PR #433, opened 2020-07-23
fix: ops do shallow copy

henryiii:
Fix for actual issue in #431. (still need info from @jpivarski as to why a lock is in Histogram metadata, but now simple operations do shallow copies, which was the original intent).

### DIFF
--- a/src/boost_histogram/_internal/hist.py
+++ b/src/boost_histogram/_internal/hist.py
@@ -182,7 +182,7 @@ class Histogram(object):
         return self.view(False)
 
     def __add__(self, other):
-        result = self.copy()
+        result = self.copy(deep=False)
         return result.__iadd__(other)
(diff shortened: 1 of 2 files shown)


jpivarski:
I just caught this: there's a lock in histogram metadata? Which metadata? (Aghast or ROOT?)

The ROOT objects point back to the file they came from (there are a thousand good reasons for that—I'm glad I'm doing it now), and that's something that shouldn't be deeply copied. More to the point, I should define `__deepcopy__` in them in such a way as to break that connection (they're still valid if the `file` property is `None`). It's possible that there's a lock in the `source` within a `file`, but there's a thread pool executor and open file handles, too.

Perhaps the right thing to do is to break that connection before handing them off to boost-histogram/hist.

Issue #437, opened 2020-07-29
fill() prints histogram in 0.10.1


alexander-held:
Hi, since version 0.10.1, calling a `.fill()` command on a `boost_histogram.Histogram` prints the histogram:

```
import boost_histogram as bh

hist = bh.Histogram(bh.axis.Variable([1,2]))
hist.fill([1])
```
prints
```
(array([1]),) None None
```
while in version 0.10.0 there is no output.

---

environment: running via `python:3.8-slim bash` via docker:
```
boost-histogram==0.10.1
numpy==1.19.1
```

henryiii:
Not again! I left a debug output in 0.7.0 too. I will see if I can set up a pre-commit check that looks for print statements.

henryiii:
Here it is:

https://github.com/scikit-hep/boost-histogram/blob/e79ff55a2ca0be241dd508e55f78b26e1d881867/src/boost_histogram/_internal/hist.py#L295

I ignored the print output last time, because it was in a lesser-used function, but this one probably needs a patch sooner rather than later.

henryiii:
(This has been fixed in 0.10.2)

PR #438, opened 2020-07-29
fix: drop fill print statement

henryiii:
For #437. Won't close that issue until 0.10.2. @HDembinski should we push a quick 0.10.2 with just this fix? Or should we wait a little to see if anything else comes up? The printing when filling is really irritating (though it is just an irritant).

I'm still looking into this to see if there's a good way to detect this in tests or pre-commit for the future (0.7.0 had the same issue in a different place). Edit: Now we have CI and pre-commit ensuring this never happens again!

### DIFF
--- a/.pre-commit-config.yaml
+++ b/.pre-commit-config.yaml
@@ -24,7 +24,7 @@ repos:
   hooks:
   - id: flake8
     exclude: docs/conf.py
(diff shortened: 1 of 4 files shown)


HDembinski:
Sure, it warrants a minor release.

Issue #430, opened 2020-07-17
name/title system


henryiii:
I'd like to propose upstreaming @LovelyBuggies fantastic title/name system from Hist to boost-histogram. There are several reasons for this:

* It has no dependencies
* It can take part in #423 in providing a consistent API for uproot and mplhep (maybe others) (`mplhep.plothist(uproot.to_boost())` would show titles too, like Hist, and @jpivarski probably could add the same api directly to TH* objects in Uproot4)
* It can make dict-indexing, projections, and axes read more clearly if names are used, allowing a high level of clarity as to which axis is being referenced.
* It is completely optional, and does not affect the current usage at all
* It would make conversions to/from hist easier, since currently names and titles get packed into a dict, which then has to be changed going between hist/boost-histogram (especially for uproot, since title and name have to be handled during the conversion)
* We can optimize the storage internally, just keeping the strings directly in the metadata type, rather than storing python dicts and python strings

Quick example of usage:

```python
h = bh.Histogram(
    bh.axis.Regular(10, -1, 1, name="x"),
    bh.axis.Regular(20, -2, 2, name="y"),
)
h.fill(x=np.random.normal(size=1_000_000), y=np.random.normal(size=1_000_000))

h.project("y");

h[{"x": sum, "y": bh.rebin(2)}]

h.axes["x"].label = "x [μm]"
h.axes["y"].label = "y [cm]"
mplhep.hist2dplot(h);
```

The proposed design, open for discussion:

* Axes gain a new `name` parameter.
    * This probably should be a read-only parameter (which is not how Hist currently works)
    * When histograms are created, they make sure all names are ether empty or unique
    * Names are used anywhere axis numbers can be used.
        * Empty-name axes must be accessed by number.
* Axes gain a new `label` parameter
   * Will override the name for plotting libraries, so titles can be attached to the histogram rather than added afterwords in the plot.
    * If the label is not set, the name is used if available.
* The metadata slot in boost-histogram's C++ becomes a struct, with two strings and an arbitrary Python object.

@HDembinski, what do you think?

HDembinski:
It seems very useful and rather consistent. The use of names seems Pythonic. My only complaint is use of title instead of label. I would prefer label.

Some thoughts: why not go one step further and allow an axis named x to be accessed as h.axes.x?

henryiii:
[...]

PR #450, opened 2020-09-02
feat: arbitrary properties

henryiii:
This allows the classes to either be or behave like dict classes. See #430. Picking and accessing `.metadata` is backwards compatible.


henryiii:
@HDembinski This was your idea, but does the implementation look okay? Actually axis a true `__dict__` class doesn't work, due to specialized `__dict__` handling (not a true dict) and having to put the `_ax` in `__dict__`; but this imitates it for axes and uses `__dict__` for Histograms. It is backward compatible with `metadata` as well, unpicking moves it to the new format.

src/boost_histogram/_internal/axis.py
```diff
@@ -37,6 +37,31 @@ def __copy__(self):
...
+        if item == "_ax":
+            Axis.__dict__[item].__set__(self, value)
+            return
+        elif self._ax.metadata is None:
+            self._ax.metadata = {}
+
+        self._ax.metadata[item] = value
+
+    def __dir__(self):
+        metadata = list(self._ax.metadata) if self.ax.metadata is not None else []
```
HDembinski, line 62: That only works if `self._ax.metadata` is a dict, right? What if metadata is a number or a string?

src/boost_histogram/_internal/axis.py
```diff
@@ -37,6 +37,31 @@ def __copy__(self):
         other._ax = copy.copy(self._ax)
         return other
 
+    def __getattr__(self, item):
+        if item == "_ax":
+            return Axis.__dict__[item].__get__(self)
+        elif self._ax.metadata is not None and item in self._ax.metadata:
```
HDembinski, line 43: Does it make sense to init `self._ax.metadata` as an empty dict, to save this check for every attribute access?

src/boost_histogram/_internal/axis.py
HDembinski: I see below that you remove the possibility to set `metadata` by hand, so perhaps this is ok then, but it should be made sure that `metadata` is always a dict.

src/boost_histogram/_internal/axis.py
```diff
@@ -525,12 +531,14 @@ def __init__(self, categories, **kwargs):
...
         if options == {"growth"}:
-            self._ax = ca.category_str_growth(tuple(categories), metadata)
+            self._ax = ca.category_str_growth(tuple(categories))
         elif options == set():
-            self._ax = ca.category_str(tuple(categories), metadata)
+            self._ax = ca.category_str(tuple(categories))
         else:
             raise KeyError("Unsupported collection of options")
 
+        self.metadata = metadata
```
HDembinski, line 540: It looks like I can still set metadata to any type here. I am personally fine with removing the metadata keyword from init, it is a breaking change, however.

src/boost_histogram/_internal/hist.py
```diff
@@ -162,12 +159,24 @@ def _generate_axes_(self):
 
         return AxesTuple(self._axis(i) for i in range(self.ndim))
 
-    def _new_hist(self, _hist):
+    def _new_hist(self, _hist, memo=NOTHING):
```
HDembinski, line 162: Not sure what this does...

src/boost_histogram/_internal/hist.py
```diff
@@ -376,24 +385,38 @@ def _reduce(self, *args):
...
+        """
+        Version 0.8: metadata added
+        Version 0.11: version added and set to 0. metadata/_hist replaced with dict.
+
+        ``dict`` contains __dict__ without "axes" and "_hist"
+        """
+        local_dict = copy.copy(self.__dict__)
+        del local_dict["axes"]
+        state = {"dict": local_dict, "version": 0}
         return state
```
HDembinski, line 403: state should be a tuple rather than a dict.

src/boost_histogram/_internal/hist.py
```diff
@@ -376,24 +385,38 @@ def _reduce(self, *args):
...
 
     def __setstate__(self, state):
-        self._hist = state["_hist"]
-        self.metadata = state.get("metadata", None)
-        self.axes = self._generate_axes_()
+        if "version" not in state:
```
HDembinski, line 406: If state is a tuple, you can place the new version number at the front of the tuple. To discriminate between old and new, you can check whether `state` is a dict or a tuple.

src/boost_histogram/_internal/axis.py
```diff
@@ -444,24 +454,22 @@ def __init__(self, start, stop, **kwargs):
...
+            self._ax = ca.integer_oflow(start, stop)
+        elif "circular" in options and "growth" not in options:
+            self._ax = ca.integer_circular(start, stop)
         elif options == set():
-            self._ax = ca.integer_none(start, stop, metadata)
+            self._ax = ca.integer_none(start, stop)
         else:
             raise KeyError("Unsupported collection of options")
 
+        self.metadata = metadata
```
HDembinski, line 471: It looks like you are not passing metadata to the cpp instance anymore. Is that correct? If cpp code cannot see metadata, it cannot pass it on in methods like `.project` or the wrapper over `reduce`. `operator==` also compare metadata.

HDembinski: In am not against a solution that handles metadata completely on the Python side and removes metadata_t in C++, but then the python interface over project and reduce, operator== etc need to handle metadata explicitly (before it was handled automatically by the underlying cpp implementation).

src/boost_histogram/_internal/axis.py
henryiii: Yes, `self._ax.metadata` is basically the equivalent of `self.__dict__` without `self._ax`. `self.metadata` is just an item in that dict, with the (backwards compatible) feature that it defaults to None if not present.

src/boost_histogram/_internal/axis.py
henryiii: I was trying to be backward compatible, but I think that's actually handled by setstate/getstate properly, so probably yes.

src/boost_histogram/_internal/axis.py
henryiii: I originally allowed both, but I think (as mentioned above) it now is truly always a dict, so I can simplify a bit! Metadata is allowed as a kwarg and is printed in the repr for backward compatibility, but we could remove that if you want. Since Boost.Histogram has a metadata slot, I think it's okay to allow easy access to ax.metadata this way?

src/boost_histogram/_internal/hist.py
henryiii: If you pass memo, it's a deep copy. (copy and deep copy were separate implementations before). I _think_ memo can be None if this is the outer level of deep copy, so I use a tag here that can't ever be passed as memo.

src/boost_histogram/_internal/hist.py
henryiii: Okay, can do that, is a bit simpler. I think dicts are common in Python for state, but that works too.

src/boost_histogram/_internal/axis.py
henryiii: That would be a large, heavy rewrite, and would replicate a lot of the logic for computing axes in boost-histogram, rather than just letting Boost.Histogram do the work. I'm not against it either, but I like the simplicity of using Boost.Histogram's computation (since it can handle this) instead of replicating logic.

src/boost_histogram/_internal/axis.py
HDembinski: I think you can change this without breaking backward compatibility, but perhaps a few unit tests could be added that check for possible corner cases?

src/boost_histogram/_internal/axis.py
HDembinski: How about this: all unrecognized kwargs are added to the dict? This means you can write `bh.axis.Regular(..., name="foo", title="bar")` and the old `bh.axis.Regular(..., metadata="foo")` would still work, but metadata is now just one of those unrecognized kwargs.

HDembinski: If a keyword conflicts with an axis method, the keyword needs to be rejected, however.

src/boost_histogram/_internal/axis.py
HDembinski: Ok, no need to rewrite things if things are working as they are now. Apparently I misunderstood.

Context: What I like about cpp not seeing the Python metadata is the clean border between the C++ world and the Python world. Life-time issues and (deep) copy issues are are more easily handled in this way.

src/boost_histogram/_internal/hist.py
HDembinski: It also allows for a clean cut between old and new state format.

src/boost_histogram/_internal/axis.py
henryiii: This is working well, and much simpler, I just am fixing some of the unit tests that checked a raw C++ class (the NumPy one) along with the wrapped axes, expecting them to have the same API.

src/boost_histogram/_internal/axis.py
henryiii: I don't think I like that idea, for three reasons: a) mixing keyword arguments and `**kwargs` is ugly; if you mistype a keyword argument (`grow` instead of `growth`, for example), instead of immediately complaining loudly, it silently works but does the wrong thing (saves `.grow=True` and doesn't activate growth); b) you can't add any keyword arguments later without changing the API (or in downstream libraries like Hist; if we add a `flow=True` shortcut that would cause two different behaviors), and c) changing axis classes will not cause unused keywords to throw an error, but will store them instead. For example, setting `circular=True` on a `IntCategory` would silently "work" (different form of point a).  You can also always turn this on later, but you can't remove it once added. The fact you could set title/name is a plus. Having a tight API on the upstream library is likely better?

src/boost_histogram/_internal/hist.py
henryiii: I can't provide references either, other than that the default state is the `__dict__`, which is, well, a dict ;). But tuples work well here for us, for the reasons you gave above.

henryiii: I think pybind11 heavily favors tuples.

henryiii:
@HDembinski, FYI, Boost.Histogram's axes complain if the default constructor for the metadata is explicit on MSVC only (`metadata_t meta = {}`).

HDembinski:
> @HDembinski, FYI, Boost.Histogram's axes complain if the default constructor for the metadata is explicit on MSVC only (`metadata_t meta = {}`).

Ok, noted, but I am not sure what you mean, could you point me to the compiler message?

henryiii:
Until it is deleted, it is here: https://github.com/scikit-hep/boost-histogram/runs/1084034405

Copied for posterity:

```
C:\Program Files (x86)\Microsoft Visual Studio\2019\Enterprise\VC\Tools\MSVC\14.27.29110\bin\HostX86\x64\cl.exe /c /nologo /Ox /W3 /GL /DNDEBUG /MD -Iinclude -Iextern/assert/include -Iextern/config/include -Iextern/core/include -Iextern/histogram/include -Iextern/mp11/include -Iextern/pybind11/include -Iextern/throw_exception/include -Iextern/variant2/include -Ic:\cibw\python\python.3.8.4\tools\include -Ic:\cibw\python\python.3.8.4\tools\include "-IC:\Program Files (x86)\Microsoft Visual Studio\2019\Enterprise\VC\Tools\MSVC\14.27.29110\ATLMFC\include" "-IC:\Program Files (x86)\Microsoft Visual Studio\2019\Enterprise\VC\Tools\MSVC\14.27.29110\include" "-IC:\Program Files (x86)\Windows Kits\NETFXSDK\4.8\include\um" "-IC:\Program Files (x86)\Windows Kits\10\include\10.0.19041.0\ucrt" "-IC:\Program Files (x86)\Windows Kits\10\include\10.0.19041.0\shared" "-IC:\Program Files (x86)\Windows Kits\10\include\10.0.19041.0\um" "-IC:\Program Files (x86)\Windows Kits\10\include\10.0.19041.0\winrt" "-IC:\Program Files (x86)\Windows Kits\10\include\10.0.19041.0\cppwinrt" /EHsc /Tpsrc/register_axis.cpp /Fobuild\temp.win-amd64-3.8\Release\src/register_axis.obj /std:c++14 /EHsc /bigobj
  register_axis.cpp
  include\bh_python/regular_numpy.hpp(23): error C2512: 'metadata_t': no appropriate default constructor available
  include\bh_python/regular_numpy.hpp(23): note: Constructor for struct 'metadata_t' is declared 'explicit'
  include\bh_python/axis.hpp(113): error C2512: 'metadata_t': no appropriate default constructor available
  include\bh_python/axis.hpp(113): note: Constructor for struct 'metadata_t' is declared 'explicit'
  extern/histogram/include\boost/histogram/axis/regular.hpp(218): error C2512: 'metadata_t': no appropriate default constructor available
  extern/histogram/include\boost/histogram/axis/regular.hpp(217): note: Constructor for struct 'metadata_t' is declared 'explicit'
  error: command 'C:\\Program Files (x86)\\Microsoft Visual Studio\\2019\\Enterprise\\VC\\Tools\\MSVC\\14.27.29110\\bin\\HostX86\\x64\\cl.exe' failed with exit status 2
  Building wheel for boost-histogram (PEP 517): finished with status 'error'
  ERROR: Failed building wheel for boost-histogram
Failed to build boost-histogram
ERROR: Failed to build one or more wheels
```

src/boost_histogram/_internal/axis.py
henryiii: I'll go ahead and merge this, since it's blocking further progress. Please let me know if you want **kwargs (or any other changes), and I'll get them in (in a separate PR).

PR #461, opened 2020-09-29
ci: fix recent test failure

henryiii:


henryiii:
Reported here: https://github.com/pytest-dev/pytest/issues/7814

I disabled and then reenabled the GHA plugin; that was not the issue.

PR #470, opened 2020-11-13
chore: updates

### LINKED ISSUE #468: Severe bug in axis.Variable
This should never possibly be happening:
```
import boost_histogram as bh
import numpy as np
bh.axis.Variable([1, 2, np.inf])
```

§ Work to be completed
In the material above, how many lines hold the word "commit"? Say only the number.

§ Exercise response
4